(Task inputs):
※
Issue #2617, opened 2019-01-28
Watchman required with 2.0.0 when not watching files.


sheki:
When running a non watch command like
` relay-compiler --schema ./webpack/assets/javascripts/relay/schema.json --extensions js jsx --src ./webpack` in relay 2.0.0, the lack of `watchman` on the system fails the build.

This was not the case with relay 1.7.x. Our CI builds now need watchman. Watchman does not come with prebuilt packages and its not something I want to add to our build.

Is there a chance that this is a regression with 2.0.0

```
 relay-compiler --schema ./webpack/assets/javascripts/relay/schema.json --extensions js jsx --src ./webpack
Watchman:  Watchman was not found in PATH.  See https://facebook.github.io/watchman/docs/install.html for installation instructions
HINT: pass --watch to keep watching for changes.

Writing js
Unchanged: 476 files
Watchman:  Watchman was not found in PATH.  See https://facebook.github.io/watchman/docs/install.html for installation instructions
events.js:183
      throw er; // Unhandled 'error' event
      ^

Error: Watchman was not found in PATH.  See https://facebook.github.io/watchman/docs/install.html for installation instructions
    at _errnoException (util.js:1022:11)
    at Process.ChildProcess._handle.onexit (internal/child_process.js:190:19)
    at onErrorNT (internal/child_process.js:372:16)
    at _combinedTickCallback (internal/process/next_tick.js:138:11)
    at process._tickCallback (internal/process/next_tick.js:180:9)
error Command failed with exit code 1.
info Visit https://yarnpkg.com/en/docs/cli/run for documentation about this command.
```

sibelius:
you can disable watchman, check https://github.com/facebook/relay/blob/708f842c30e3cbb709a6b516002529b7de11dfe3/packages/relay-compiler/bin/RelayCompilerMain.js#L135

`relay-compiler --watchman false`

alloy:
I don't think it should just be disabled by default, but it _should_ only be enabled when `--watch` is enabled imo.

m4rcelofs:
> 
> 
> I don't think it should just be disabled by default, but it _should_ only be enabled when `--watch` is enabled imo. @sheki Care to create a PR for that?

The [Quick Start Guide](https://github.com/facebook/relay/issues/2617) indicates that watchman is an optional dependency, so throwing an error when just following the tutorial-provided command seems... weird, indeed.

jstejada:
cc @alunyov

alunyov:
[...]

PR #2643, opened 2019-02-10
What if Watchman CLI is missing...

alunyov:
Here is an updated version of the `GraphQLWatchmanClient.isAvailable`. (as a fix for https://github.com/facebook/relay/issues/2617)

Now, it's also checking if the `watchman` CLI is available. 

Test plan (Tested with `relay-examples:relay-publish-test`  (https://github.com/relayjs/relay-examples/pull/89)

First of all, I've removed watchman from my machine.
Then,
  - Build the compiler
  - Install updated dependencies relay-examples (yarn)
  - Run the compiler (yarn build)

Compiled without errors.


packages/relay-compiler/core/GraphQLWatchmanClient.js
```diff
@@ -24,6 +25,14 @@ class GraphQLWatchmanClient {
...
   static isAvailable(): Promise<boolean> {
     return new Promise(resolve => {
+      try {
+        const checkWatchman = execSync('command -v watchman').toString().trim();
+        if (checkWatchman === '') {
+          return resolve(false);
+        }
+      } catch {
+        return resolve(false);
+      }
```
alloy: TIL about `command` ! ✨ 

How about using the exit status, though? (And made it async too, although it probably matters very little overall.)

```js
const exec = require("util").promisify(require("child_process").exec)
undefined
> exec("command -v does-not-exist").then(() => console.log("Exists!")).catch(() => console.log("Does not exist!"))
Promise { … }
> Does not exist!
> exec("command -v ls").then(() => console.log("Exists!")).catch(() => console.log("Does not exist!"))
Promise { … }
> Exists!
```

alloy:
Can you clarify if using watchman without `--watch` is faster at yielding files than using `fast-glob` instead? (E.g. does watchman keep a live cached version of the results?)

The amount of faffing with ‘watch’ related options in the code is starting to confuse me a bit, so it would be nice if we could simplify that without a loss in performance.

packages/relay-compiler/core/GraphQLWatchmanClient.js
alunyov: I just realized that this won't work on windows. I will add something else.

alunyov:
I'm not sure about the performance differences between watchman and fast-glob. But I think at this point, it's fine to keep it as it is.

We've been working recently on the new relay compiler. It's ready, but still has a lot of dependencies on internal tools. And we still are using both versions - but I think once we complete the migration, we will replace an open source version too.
※
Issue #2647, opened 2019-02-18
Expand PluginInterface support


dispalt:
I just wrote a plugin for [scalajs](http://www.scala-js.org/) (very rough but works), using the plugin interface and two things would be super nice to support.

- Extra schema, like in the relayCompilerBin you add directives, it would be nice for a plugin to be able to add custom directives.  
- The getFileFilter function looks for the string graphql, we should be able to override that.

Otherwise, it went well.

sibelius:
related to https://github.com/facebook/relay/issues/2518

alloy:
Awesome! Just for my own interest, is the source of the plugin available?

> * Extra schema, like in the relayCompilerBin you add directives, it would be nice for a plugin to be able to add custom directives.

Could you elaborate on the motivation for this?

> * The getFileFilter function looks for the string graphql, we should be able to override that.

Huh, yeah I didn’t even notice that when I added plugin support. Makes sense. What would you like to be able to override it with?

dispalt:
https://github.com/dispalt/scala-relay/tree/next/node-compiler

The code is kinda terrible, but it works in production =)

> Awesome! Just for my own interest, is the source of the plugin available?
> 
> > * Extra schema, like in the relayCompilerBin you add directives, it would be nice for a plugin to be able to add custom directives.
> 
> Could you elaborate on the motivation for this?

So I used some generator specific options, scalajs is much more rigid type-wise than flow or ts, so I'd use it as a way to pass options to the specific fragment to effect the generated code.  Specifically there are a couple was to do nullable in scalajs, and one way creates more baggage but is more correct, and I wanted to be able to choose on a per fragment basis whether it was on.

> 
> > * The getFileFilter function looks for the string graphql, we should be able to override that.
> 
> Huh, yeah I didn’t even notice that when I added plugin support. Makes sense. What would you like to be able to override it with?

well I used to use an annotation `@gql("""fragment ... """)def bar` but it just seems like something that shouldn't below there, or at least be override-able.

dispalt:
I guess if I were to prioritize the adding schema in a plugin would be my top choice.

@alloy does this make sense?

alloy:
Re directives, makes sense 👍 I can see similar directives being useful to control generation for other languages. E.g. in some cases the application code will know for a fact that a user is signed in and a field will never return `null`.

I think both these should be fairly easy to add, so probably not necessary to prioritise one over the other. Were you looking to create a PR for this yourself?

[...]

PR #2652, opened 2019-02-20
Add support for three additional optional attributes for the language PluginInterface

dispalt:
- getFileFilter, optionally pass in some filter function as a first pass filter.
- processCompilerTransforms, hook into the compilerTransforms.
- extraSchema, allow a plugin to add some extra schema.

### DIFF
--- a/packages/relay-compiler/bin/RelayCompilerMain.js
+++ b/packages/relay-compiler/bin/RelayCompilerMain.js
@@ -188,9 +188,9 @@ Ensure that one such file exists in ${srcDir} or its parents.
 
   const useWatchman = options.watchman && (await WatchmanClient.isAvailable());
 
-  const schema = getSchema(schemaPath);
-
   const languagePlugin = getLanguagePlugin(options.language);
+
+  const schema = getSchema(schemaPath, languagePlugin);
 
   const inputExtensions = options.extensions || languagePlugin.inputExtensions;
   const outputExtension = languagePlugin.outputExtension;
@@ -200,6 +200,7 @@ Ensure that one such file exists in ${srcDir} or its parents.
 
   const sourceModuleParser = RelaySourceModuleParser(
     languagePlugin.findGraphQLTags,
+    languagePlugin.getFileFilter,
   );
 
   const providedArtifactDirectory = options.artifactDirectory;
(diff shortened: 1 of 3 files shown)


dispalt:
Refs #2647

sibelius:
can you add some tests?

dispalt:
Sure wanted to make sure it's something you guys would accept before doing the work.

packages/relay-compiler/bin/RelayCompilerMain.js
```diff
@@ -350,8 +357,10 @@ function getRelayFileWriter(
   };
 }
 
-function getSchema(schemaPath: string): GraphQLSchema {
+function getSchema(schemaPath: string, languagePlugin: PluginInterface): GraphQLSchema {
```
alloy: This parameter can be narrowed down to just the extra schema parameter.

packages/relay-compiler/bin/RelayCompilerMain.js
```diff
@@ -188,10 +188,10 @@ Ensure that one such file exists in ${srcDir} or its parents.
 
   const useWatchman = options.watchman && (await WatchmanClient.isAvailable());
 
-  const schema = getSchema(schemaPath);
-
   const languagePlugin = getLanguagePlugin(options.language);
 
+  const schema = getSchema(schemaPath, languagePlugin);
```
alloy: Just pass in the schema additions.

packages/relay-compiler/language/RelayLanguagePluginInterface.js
※
(Task objective):
Only the lines above starting with the one with "Issue #2617, opened 2019-01-28" and going through the one with "When running a non watch command like" are to be copied, word for word and with both ends kept.

(Written solution):
Issue #2617, opened 2019-01-28
Watchman required with 2.0.0 when not watching files.


sheki:
When running a non watch command like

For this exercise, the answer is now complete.